- _Required work_
Your answer should be every line from the records that contains "application".

(Saved data entries)
PR #1664, opened 2015-06-15
Tests: ProcessKeeper reports total number of processes on process

kolloch:
launch.

This might be useful to detect resource overuse or something like that.


gkleiman:
:thumbsup:

kolloch:
It's a crazy PR and I am really happy that we got it through in this amazing show of team work.

Thank you @gkleiman !

PR #1665, opened 2015-06-15
Define TeamCity env parameters

aquamatthias:


project/build.scala
```diff
@@ -166,6 +167,27 @@ object MarathonBuild extends Build {
...
+   * It is only executed within teamcity and can be ignored otherwise.
+   */
+  lazy val teamCitySetEnvSettings = Seq(
+    onLoad in Global := {
+      sys.env.get("TEAMCITY_VERSION") match {
+        case None => // no-op
+        case Some(teamcityVersion) =>
+          def reportParameter(key: String, value: String): Unit = {
+            println(s"##teamcity[setParameter name='env.SBT_$key' value='$value']")
+            println(s"##teamcity[setParameter name='system.sbt.$key' value='$value']")
```
kolloch: Why this two lines? What do they mean?

I think some comment would be nice.

kolloch:
Just FYI, this effects the following build steps of the current build if I understood that correctly.

https://confluence.jetbrains.com/display/TCD8/Build+Script+Interaction+with+TeamCity

It would be nice if we added that information to the comments.

Otherwise really cool that you took care of that! Looking forward to improved CI!

PR #2756, opened 2015-12-03
Fixes #2730 by removing the unused schema.

### LINKED ISSUE #2730: Don't have AppDefinition.json twice
We have the `AppDefinition.json` file twice in our project repository.

@aquamatthias is that necessary?

It is really error prone because you easily forget to update one of them.

aquamatthias:
Enhance the schemas with documentation and validation, where applicable.


docs/docs/rest-api/public/api/v2/schema/AppDefinition.json
```diff
@@ -150,18 +173,21 @@
...
         "$ref": "#/definitions/pathType"
-      },
-      "type": "array"
+      }
     },
     "disk": {
-      "minimum": 0,
-      "type": "number"
+      "type": "number",
+      "description": "How many disk space is needed for this application. This number does not have to be integer, but can be a fraction.",
```
gkleiman: s/How many/How much/
s/be integer/be an integer/ ?

docs/docs/rest-api/public/api/v2/schema/AppDefinition.json
```diff
@@ -185,47 +213,57 @@
...
-            "minimum": 0,
-            "type": "integer"
+            "type": "integer",
+            "description": "Number of consecutive health check failures after which the unhealthy task should be killed.",
+            "minimum": 0
           },
           "path": {
-            "type": "string"
+            "type": "string",
+            "description": "Path to endpoint exposed by the task that will provide health status. Example: /path/to/health. Note: only used if protocol == HTTP."
```
gkleiman: s/HTTP/HTTP[S]/ ?

docs/docs/rest-api/public/api/v2/schema/AppDefinition.json
```diff
@@ -234,83 +272,100 @@
       "description": "Unique identifier for the app consisting of a series of names separated by slashes. Each name must be at least 1 character and may only contain digits (`0-9`), dashes (`-`), dots (`.`), and lowercase letters (`a-z`). The name may not begin or end with a dash."
     },
     "instances": {
-      "minimum": 0,
-      "type": "integer"
+      "type": "integer",
+      "description": "The number of instances of this application to start. Please note: this number can be changed every time as needed to scale the application.",
```
gkleiman: s/every time/any time/

gkleiman:
Added a few comments.

The changes break V2AppDefinitionTest.

aquamatthias:
@gkleiman Thanks for the feedback.
1) Most of the documentation comes from our GH pages doc - we should update that as well.
2) The failing test was wrong (as I see it) the expectation was to fail in the case of ports=[0, 0] which is perfectly valid (and I removed that restriction from the schema).

gkleiman:
Thanks! :rocket:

- _Result of this exercise_
+      "description": "How many disk space is needed for this application. This number does not have to be integer, but can be a fraction.",
+      "description": "The number of instances of this application to start. Please note: this number can be changed every time as needed to scale the application.",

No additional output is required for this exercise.